SpaceX is shown on the Dragon crew at the top of Falcon 9, as the shutdown of the startup will kill the startup


At the end of last week, SpaceX released official photos of Dragon's first excursion trip to Launch Complex 39A (Pad 39A) on its specially certified Falcon 9 Block 5, which showed what appeared to be a successful in-built review and an important predecessor. the first presentation of the first human vessel, estimated by human estimates.

Despite the apparent readiness of SpaceX hardware and facilities for this historic mission, the company was met with a brick wall that almost killed for almost an indefinite period against almost all of the front movements towards the first trip of the Dragon's crew to the orbit that appeared in the form of elected the leaders who are so unprepared have failed to adequately finance bureaucracies that support the vast majority of federal government for more than three weeks, including NASA.

NASA was heavily affected by the shutdown since it started on December 21, and since then it has been operating at only 5% of its capacity, which is merely the disgrace of the equivalent throwing of the key to the complex machine. Simply put, the entire agency is more or less at rest, with the exception of the most basic operations and the support of spacecraft and facilities that can not stop for the comfort of children's political gambling games. Among the parts affected by the agency are those involved in the certification part of the commercial crew program (CCP) and general software support, which directly means an almost indefinite break in the autonomous first Crew Dragon event, called DM-1.

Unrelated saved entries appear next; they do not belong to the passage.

PR #903, opened 2015-02-26
Add command extension to restart presentation compiler with shortcut

sschaef:
Once the user configures a shortcut for the restart operation, it is
possible to restart the PC of the project that belongs to the active
selection.

No default shortcut provided because it is difficult to find one that is
not already used.

Fixes #1002391

### DIFF
--- a/org.scala-ide.sdt.core/src/org/scalaide/ui/internal/actions/AbstractPopupAction.scala
+++ b/org.scala-ide.sdt.core/src/org/scalaide/ui/internal/actions/AbstractPopupAction.scala
@@ -1,19 +1,37 @@
 package org.scalaide.ui.internal.actions
 
+import org.eclipse.core.commands.AbstractHandler
+import org.eclipse.core.commands.ExecutionEvent
 import org.eclipse.core.resources.IProject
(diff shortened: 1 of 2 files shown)


dragos:
LGTM! Thanks @sschaef for the speedy fix!

org.scala-ide.sdt.core/src/org/scalaide/ui/internal/actions/AbstractPopupAction.scala
```diff
@@ -1,20 +1,38 @@
...
   private var selectionOption: Option[ISelection] = None
 
+  /**
+   * This method is called if either the menu entry is invoked or the handler
+   * (if it exists) is called when an [[IResource]] element is selected.
+   */
   def performAction(project: IProject)
 
+  override def execute(event: ExecutionEvent): AnyRef = {
+    EditorUtils.resourceOfActiveEditor flatMap (r ⇒ Option(r.getProject)) foreach performAction
```
dragos: I'm not a fan of unicode characters like this one, since Eclipse can't handle them properly (line spacing increases suddenly in those files). But I can't stop progress, I guess....

PR #904, opened 2015-02-26
Prevent race condition in CallByNameParamAtCreationPresenter

sschaef:
Fixes #1002388


dragos:
Spurious failure. LGTM

PR #905, opened 2015-03-08
Fix NPE in Scala Reconciler

sschaef:
`getDocumentProvider` returns `null` if the editor is closed.

Fixes #1002396

### DIFF
--- a/org.scala-ide.sdt.core/src/org/scalaide/ui/editor/DecoratedInteractiveEditor.scala
+++ b/org.scala-ide.sdt.core/src/org/scalaide/ui/editor/DecoratedInteractiveEditor.scala
@@ -15,21 +15,21 @@ import org.scalaide.util.ui.DisplayThread
 trait DecoratedInteractiveEditor extends ISourceViewerEditor {
 
   /** Return the annotation model associated with the current document. */
-  private def annotationModel = getDocumentProvider.getAnnotationModel(getEditorInput).asInstanceOf[IAnnotationModel]
+  private def annotationModel = Option(getDocumentProvider).map(_.getAnnotationModel(getEditorInput).asInstanceOf[IAnnotationModel])
 
   private var previousAnnotations = List[Annotation]()
 
   /**
    * Update annotations on the editor from a list of IProblems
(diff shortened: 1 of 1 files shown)


org.scala-ide.sdt.core/src/org/scalaide/ui/editor/DecoratedInteractiveEditor.scala
```diff
@@ -23,28 +23,30 @@ trait DecoratedInteractiveEditor extends ISourceViewerEditor {
...
-        // TODO: This should be replaced by a better modularization of semantic highlighting PositionsChange
-        val newPositions = newAnnotations.values
-        def end (x:Position) = x.offset + x.length - 1
-        val taintedBounds : (Int, Int) = ((Int.MaxValue, 0) /: newPositions) {(acc, p1) => (Math.min(acc._1, p1.offset), Math.max(acc._2, end(p1)))}
-        val taintedLength = (taintedBounds._2 - taintedBounds._1 +1)
-
-        DisplayThread.asyncExec { presViewer.asInstanceOf[ITextViewerExtension2].invalidateTextPresentation(taintedBounds._1, taintedLength) }
-    } else {
-        DisplayThread.asyncExec { getViewer.invalidateTextPresentation() }
+    annotationModel foreach { model ⇒
```
Kwestor: If you use this version:
`def updateErrorAnnotations(errors: List[IProblem], cu: ICompilationUnit): Unit = annotationModel foreach { model ⇒` all those lines will be left unchanged (which helps with reviews and file history browsing). But that's just a side-note.

Kwestor:
With small nit-pick, but LGTM.

org.scala-ide.sdt.core/src/org/scalaide/ui/editor/DecoratedInteractiveEditor.scala
sschaef: Yes, that is what I did now.

sschaef:
I should delete the branch after a merge and not before it...

PR #908, opened 2015-03-13
Handle single empty line in `RemoveDuplicatedEmptyLines` save action

sschaef:
Seq.sliding(n) returns a seq whose length can be smaller than n if less
than n elements exist.

Fixes #1002400

### DIFF
--- a/org.scala-ide.sdt.core/src/org/scalaide/extensions/saveactions/RemoveDuplicatedEmptyLines.scala
+++ b/org.scala-ide.sdt.core/src/org/scalaide/extensions/saveactions/RemoveDuplicatedEmptyLines.scala
@@ -26,7 +26,7 @@ trait RemoveDuplicatedEmptyLines extends SaveAction with DocumentSupport {
       case (r, _) => r.trimRight(document).length == 0
     }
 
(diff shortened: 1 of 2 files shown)


org.scala-ide.sdt.core/src/org/scalaide/extensions/saveactions/RemoveDuplicatedEmptyLines.scala
```diff
@@ -34,6 +34,9 @@ trait RemoveDuplicatedEmptyLines extends SaveAction with DocumentSupport {
           Seq()
     }
 
-    removedLines.toList
+    if (emptyLines.length == 1)
```
dragos: It's not obvious to me if `emptyLines` is a linear sequence (thus `length` can be slow), or not. If not, LGTM :)

sschaef: Indeed, I'm going to improve that.

sschaef:
spurious test failure

sschaef:
retest this please

PR #910, opened 2015-03-15
Fix warnings

sschaef:
Our number of warnings decreased from ~180 to ~110 (at least in my configuration). Half of the remaining warnings belong to deprecations in `sdt.core/plugin.xml`. The remaining ones contain deprecation warnings about the Eclipse API, all sort of warnings in the old wizard and in the indentation engine (which I both didn't fix because I want to kill both of them entirely) and scalac false positives.

This shouldn't introduce any behavior changes.


Kwestor:
LGTM, nice work, remove all those pesky buggers.

mpociecha:
LGTM

PR #912, opened 2015-03-16
Simplify/fix editor API.

dragos:
This commit should preserve binary compatibility so it can be included in 4.1.

It makes ICUs not assume the project presentation compiler, and this allows a potential Sbt editor to
use its own without needing to overwrite a lot of other methods.

### DIFF
--- a/org.scala-ide.sdt.core/src/org/scalaide/core/completion/ScalaCompletions.scala
+++ b/org.scala-ide.sdt.core/src/org/scalaide/core/completion/ScalaCompletions.scala
@@ -25,11 +25,21 @@ import org.scalaide.util.internal.Commons
 class ScalaCompletions extends HasLogger {
   import org.eclipse.jface.text.IRegion
 
-  /** Returns the list of possible completions, at the given position in the compilation unit,
-   *  with the given region as completion prefix.
-   */
+  @deprecated("Use getCompletions, which correctly handles units with a different presentation compiler", since = "4.1.0")
   def findCompletions(region: IRegion, position: Int, icu: InteractiveCompilationUnit): List[CompletionProposal] =
     icu.scalaProject.presentationCompiler { compiler =>
+      findCompletion(region, position, icu, compiler)
+    }.getOrElse(Nil)
+
+
+  /** Returns the list of possible completions, at the given position in the compilation unit,
+   *  with the given region as completion prefix.
+   *
+   *  @note This supports compilation units that have a different presentation compiler than the default
+   *        per-project compiler
+   */
+  def getCompletions(region: IRegion, position: Int, icu: InteractiveCompilationUnit): List[CompletionProposal] =
+    icu.presentationCompiler { compiler =>
       findCompletion(region, position, icu, compiler)
     }.getOrElse(Nil)
 
--- a/org.scala-ide.sdt.core/src/org/scalaide/ui/editor/DefaultScalaEditorConfiguration.scala
+++ b/org.scala-ide.sdt.core/src/org/scalaide/ui/editor/DefaultScalaEditorConfiguration.scala
@@ -1,0 +1,104 @@
+package org.scalaide.ui.editor
+
+import org.eclipse.jface.text.source.IAnnotationHover
+import org.eclipse.jface.preference.IPreferenceStore
+import org.eclipse.jface.text.reconciler.IReconciler
+import org.eclipse.jface.text.reconciler.MonoReconciler
+import org.eclipse.jface.text.source.DefaultAnnotationHover
+import org.scalaide.core.lexical.ScalaPartitions
+import org.eclipse.jface.text.presentation.PresentationReconciler
+import org.scalaide.core.lexical.ScalaCodeScanners
+import org.eclipse.jface.text.source.SourceViewerConfiguration
+import org.eclipse.jface.text.information.InformationPresenter
+import org.eclipse.jdt.ui.text.IJavaPartitions
+import org.eclipse.jface.text.IDocumentListener
+import org.eclipse.jface.text.source.ISourceViewer
+import org.eclipse.jface.text.IDocument
+import org.scalaide.ui.editor.hover.IScalaHover
+import org.eclipse.jface.text.ITextHover
+import org.scalaide.core.IScalaPlugin
+import org.eclipse.jface.text.DocumentEvent
+import org.eclipse.jface.util.PropertyChangeEvent
+import org.eclipse.jface.text.rules.DefaultDamagerRepairer
+
+/** A default SourceViewerConfiguration class for Scala-based editors.
+ *
+ *  This class can be subclassed. It provides a default configuration including
+ *  reconciliation (errors-as-you-type), hovers and Scala syntax highlighting.
+ *
+ *  The workhorse of this implementation is [[InteractiveCompilationUnit]], which provides
+ *  the mapping between original source and Scala-source.
+ *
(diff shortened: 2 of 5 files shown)


org.scala-ide.sdt.core/src/org/scalaide/core/completion/ScalaCompletions.scala
```diff
@@ -25,11 +25,21 @@ import org.scalaide.util.internal.Commons
...
+
   /** Returns the list of possible completions, at the given position in the compilation unit,
    *  with the given region as completion prefix.
+   *
+   *  @note This supports compilation units that have a different presentation compiler than the default
+   *        per-project compiler
    */
-  def findCompletions(region: IRegion, position: Int, icu: InteractiveCompilationUnit): List[CompletionProposal] =
-    icu.scalaProject.presentationCompiler { compiler =>
+  def getCompletions(region: IRegion, position: Int, icu: InteractiveCompilationUnit): List[CompletionProposal] =
```
sschaef: Why not just update `findCompletions` with the new implementation?

org.scala-ide.sdt.core/src/org/scalaide/ui/editor/DefaultScalaEditorConfiguration.scala
```diff
@@ -0,0 +1,104 @@
...
+ *  the mapping between original source and Scala-source.
+ *
+ *  Any method can be overwritten.
+ *
+ *  @note Standard content assist is missing from this configuration, but should be easy to add
+ *        in a subsequent release
+ *
+ *  @since 4.1.0
+ */
+trait DefaultScalaEditorConfiguration extends SourceViewerConfiguration {
```
sschaef: I don't like this implementation right now. We already have 3 editor configurations right now (scala core, worksheet, play2), this would add a new one. We should use this one to unify all of them. Most stuff of the SSVC could be moved to this implementation, which then can be mixed into SSVC. This way we would also update the worksheet+play2 to the behavior of the SSVC.

org.scala-ide.sdt.core/src/org/scalaide/core/completion/ScalaCompletions.scala
dragos: Because of binary incompatibilities. The new method in `InteractiveCompilationUnit` is not going to be available on subclasses that compiled against the 4.0 version. So we can't add a call to the new method on an old code path, or clients will see `NoSuchMethodErrors`.

dragos:
This is an attempt to unify them. Right now, source configuration is duplicating a lot of code. So the first step is to have a default in place (this one). I agree that the `core` source configuration could mix this one here.

I could open PRs on worksheet and play2 to use this source configuration, but I don't think this is a blocker: we can make those changes at any point.

Let me know what you think

sschaef:
Generally, I would prefer if the new source configuration would implement more definitions from the main source configuration, but given that it can be easily improved in future, this LGTM.

org.scala-ide.sdt.core/src/org/scalaide/core/completion/ScalaCompletions.scala
sschaef: Ok. Though, I don't understand it - I guess one day I have to learn how binary compatibility in Scala really works.

dragos:
Good point, I'll see what else makes sense. I'd probably go for completions as well, but they need to handle source mappings correctly, so I'd need to add that too.

org.scala-ide.sdt.core/src/org/scalaide/core/completion/ScalaCompletions.scala
dragos: The problem is the JVM: a trait becomes an interface and an implementation class. In this case:

```scala
interface IncrementalCompilationUnit {
..
  def presentationCompiler: IScalaPresentationCompilerProxy
}

class  IncrementalCompilationUnit$class {
  static def presentationCompiler($this: IncrementalCompilationUnit): IScalaPresentationCompilerProxy = // my implementation
}
```

every subclass of this trait will get a synthetic implementation for the interface method. For example, for play2:

```scala
class Play2CompilationUnit extends ... {
  // forwarder
  def presentationCompiler = IncrementalCompilationUnit$class.presentationCompiler(this)
}
```

So, changing the interface makes all subclasses inherit a new (abstract) method, and the forward will be missing. That's ok as long as nobody is calling that method, but in this PR I also add a *call* to the new method. So, unless subclasses recompile and republish, they'd be broken.

sschaef: Ok, thanks for the explanation.

org.scala-ide.sdt.core/src/org/scalaide/ui/editor/DefaultScalaEditorConfiguration.scala
```diff
@@ -0,0 +1,104 @@
...
+import org.eclipse.jdt.ui.text.IJavaPartitions
+import org.eclipse.jface.text.IDocumentListener
+import org.eclipse.jface.text.source.ISourceViewer
+import org.eclipse.jface.text.IDocument
+import org.scalaide.ui.editor.hover.IScalaHover
+import org.eclipse.jface.text.ITextHover
+import org.scalaide.core.IScalaPlugin
+import org.eclipse.jface.text.DocumentEvent
+import org.eclipse.jface.util.PropertyChangeEvent
+import org.eclipse.jface.text.rules.DefaultDamagerRepairer
```
Kwestor: What is the official standpoint for imports in codebase? Should we organize them all?

org.scala-ide.sdt.core/src/org/scalaide/ui/editor/ReconcilingStrategy.scala
```diff
@@ -25,7 +30,7 @@ class ReconcilingStrategy(sourceEditor: SourceCodeEditor, documentListener: IDoc
   override def reconcile(partition: IRegion) {
     for (doc <- document) {
       val errors = sourceEditor.getInteractiveCompilationUnit.forceReconcile()
-      sourceEditor.updateErrorAnnotations(errors)
+      sourceEditor.updateErrorAnnotations(errors, null)
```
Kwestor: Why `null`? Maybe name this parameter?

org.scala-ide.sdt.core/src/org/scalaide/ui/editor/DefaultScalaEditorConfiguration.scala
sschaef: I'm for organizing them, but as long as organize imports is buggy, we can't force/half-force it with a save action.

dragos: I'm also in favour of using organise imports (I'll do that here).

org.scala-ide.sdt.core/src/org/scalaide/ui/editor/ReconcilingStrategy.scala
dragos: Good point. I'l name it. It's the JDT JavaElement corresponding to this source, and I forgot exactly when it's used. In this case, there is no such element, but the API expects it anyway.

dragos:
retest this please

sschaef:
Superseded by #1095.

PR #914, opened 2015-03-19
Mark some tests as flaky

sschaef:
The tests failed lately on the build server.

Also: Rename 'witn' to 'with'


Kwestor:
I remember those failing for me also.

Kwestor:
LGTM

mpociecha:
Out of curiosity - does it mean that these features 'marked' as flaky can randomly fail also when using them in installed Scala IDE?

sschaef:
I'm not entirely sure about that. I think it is only a problem in our test suite because the compiler gets confused by the auto generated documents (which sometimes share the same package/type names and for speedup reasons we don't restart the compiler after every test). The only feature I know of that can randomly fail in production are refactorings but I don't know why this happens.

PR #917, opened 2015-04-01
old version number and transitive deps

skyluc:
Updates the build with the latest Scala versions.
Removes the transitive dependencies to the dependencies of the Scala 2.10 fat jar. Tycho is making a mess with these when trying to resolve the p2 dependencies, and they are not useful.

### DIFF
--- a/org.scala-ide.scala210.jars/pom.xml
+++ b/org.scala-ide.scala210.jars/pom.xml
@@ -17,28 +17,33 @@
       <groupId>org.scala-lang</groupId>
       <artifactId>scala-library</artifactId>
       <version>${scala210.version}</version>
+      <optional>true</optional>
     </dependency>
     <dependency>
       <groupId>org.scala-lang</groupId>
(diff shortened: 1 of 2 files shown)


dragos:
I think this is a good change, but what I don't understand was how come this dependency was still pulled.... because the uber-build sets the `SCALA210_VERSION` to `2.10.4`, so this variable should have been overridden, right?

skyluc:
The answer to @dragos question: it looks like Tycho is making a mess while making its dependencies resolution. The pom.xml files are read, but the profiles are not applied, so the default values are used, and for the Scala version, the default value was 2.10.5-SNAPSHOT.

dragos:
@lrytz let us know if this helped.

lrytz:
It helped, thank you @skyluc and @dragos! Recent builds don't mention 2.10.5-SNAPSHOT anymore (https://scala-ci.typesafe.com/job/scala-2.11.x-integrate-ide/715/consoleFull)

PR #918, opened 2015-04-01
Make organize imports format consistent with scalariform

misto:
We used to pass the IDE's SpaceInsideParentheses setting to scala-refactoring to control the spaces inside the braces of multiple imports, like this:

Despite the ironic fact that their business is likely to be considered critical and, therefore, without the impact of a government shutdown, when proven and proclaimed the operational crews of SpaceX's Crew Dragon and Boeing Starliner, almost all program aspects of the commercial crew program do not currently belong to non-members-critical categories, since both providers are preparing for the first unsigned demonstration missions in orbit. These autonomous demonstration missions will immediately be followed by demonstration missions with crews in which the real NASA astronauts flew to the International Space Station before NASA finally completes the operational certification of Crew Dragon and Starliner.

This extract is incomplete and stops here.